### Work required
Across the entries that follow, how many lines have the word "checked" in them? Give only the number.

*** Excerpted data ***

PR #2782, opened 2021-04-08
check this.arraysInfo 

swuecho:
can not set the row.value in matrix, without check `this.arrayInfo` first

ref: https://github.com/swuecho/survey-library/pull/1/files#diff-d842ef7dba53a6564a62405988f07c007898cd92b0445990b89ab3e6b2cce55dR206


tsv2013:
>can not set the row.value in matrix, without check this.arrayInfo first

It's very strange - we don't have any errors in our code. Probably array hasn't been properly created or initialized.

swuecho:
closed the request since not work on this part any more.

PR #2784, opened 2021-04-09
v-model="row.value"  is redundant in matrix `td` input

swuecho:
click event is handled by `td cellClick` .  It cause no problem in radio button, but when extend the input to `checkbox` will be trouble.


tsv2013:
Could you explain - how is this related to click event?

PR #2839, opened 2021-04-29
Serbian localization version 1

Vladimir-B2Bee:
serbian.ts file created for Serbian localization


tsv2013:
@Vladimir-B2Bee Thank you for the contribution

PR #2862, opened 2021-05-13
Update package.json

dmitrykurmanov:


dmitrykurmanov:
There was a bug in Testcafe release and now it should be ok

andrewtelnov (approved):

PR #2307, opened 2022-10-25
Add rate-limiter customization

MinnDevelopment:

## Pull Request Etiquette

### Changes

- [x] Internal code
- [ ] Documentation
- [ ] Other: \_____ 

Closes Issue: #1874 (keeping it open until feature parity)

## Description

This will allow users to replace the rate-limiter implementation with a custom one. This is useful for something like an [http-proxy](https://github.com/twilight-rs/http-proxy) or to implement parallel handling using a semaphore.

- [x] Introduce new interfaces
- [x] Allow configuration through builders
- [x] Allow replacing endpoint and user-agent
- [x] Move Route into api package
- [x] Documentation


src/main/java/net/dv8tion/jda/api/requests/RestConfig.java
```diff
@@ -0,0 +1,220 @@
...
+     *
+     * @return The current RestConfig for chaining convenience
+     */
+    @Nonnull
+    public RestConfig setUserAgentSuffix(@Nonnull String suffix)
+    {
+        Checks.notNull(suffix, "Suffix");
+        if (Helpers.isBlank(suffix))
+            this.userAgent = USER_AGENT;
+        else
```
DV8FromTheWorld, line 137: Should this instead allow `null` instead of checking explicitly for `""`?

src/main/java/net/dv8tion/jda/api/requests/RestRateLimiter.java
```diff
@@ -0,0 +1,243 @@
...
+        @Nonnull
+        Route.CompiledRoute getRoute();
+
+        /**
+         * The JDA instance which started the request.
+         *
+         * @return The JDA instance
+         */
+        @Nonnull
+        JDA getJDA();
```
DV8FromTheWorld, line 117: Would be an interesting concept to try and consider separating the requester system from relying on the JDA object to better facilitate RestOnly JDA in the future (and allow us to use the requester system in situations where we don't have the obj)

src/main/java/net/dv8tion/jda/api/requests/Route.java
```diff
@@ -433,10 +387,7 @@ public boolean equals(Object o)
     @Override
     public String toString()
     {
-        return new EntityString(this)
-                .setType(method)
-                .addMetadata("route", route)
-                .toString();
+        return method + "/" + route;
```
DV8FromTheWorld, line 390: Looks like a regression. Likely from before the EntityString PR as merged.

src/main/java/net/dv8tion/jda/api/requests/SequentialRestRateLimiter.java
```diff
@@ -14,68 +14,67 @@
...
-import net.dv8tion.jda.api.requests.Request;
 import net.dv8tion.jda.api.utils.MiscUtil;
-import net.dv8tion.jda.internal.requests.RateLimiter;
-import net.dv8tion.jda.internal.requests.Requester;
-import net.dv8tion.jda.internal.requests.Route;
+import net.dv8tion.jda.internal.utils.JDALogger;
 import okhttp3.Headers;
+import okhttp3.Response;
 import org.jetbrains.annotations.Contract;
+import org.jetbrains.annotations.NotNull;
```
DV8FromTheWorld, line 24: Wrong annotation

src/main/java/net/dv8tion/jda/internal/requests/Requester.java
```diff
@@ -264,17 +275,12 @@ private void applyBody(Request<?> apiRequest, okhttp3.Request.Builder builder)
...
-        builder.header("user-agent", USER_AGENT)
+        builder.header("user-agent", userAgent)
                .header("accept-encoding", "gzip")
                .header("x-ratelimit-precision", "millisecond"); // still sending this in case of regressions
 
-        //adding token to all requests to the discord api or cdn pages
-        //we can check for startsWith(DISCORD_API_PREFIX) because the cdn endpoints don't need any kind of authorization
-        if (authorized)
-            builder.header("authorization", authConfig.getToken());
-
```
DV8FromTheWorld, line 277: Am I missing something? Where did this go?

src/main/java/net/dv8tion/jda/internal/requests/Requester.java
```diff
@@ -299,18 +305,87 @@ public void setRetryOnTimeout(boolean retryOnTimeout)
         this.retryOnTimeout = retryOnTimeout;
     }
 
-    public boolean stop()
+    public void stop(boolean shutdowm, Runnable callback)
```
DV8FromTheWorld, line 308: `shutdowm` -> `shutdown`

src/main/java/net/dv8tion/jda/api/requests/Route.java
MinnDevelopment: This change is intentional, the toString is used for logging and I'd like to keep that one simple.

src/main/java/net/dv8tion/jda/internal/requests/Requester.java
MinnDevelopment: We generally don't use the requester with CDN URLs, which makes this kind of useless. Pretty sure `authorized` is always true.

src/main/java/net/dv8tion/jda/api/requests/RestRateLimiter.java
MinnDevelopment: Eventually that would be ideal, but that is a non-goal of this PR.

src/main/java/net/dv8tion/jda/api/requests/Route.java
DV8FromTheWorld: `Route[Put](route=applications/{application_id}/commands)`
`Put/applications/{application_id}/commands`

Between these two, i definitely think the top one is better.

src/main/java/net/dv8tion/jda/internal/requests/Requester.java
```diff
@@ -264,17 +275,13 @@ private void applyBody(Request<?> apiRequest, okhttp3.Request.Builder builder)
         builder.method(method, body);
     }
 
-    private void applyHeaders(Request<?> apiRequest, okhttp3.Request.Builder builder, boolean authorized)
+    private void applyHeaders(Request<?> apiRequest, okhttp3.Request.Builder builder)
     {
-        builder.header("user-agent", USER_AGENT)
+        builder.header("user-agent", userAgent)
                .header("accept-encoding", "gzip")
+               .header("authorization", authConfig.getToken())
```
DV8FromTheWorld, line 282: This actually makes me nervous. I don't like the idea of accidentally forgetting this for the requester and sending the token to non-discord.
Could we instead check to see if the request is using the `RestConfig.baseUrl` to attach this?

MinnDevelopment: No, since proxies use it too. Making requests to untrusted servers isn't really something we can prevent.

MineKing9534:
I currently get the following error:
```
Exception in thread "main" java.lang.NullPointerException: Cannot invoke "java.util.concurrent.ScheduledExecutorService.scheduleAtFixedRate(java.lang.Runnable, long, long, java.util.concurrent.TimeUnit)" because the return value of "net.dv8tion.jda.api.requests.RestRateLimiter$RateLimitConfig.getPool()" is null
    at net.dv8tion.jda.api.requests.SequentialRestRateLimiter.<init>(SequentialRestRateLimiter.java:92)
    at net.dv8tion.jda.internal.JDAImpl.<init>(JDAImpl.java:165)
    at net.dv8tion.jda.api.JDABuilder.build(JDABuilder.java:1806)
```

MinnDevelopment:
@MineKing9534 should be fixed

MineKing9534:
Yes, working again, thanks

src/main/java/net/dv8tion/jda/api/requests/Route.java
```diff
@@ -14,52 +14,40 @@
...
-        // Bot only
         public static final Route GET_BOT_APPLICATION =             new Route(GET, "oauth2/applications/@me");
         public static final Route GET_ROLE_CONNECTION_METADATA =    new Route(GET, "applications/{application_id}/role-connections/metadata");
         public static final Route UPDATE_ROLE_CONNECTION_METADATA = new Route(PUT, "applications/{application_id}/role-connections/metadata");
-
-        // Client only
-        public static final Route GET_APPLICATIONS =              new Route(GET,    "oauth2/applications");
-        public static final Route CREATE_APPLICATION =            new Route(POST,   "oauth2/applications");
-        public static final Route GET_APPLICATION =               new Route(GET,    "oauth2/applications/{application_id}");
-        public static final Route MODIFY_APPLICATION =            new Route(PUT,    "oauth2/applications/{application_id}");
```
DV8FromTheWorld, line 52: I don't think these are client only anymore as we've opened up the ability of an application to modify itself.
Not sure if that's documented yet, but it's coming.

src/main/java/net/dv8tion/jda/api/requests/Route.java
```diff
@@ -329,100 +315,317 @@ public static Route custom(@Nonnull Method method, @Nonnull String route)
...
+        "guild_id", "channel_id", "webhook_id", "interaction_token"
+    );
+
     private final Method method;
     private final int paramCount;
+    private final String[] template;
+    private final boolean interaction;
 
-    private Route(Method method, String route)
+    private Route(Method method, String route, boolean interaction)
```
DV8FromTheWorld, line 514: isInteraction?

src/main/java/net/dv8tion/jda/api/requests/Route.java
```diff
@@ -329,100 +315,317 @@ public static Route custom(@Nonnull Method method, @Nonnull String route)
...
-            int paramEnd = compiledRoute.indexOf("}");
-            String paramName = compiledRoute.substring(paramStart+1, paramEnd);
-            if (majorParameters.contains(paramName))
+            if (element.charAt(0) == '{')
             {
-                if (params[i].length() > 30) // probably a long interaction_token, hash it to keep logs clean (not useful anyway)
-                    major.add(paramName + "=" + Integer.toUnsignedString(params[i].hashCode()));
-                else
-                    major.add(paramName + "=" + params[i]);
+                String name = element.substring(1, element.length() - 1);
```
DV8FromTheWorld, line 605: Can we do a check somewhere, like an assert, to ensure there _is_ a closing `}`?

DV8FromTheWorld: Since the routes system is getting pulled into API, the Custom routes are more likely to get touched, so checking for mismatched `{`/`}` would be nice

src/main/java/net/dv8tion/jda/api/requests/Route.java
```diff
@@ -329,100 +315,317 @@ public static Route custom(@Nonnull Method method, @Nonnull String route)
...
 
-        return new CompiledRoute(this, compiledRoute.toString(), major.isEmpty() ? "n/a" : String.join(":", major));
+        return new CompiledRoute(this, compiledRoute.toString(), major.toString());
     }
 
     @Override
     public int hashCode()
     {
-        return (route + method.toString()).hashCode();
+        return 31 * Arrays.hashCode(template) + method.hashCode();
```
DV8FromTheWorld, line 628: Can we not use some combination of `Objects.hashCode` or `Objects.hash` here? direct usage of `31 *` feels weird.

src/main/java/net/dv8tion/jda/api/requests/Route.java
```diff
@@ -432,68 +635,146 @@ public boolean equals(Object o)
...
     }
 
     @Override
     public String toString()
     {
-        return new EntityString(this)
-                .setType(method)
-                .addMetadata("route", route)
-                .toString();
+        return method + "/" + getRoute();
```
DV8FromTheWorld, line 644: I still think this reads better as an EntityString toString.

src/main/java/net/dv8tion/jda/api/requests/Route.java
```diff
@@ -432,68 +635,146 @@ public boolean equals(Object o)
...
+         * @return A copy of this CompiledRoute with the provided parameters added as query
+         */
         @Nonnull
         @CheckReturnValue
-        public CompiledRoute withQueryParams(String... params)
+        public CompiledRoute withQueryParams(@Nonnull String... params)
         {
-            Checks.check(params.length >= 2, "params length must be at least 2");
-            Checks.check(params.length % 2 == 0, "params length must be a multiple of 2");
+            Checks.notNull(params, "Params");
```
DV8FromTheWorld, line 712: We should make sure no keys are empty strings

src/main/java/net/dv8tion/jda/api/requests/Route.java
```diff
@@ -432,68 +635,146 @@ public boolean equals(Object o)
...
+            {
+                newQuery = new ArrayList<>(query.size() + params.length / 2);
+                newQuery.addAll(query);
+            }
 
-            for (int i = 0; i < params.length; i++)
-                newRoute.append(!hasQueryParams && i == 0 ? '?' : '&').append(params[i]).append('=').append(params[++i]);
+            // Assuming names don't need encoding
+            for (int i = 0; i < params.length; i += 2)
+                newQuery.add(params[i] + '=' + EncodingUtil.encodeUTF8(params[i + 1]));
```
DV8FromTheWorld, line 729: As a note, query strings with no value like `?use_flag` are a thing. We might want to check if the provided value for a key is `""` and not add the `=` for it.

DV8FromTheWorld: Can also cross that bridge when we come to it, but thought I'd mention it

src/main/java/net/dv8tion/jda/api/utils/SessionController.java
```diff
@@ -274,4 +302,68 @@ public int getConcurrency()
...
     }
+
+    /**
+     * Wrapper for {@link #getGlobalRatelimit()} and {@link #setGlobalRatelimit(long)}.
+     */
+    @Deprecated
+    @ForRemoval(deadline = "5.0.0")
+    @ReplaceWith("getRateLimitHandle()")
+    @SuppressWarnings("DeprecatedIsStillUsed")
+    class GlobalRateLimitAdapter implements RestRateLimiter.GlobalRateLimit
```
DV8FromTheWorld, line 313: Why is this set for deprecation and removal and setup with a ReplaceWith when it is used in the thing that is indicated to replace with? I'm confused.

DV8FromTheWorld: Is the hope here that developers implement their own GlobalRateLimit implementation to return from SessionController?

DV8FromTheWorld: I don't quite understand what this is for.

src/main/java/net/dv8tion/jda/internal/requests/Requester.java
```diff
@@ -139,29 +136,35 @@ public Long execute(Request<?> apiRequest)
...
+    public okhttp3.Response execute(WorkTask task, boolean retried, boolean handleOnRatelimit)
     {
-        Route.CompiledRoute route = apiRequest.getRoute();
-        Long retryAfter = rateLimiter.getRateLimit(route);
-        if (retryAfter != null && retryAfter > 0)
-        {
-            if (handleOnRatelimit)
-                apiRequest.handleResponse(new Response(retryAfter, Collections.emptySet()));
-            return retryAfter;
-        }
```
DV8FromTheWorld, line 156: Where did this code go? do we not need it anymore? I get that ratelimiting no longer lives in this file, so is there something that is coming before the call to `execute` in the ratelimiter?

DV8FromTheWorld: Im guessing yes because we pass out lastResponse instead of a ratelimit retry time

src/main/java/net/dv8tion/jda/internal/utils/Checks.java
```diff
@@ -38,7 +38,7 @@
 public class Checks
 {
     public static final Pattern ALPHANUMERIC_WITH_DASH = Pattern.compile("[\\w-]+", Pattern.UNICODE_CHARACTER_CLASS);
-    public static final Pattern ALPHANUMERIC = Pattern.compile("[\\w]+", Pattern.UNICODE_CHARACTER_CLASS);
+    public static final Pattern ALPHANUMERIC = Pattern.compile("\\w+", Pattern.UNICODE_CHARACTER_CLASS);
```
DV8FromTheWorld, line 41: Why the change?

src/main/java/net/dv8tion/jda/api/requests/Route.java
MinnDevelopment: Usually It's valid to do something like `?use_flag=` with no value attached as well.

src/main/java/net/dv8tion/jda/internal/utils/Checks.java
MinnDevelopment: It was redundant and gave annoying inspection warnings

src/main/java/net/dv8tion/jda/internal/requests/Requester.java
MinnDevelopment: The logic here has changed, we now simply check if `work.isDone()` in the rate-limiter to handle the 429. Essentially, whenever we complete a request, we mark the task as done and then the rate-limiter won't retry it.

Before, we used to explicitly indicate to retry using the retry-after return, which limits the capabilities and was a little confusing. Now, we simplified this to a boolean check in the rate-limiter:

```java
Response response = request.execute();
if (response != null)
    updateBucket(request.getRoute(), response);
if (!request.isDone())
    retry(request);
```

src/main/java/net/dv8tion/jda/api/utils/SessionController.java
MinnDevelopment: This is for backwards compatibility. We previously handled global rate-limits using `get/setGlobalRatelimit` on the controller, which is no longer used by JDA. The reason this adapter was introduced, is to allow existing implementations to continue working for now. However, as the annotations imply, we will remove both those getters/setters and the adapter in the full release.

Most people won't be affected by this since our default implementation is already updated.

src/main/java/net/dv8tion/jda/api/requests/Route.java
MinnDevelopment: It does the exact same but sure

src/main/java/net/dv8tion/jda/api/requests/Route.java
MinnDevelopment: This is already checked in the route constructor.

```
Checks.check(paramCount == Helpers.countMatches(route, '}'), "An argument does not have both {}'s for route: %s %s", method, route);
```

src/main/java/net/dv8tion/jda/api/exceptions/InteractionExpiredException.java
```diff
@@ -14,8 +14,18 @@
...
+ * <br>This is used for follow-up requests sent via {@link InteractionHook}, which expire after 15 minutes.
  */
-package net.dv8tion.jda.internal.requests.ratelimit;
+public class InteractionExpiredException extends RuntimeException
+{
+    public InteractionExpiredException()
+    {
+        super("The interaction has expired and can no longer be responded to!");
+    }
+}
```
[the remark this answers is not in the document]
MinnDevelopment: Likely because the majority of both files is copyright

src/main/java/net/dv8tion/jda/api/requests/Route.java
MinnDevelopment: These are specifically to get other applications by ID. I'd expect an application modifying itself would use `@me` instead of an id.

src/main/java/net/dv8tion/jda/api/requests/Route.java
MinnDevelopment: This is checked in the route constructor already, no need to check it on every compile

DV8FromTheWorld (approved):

*** End of Excerpted data ***

### Result for this exercise
2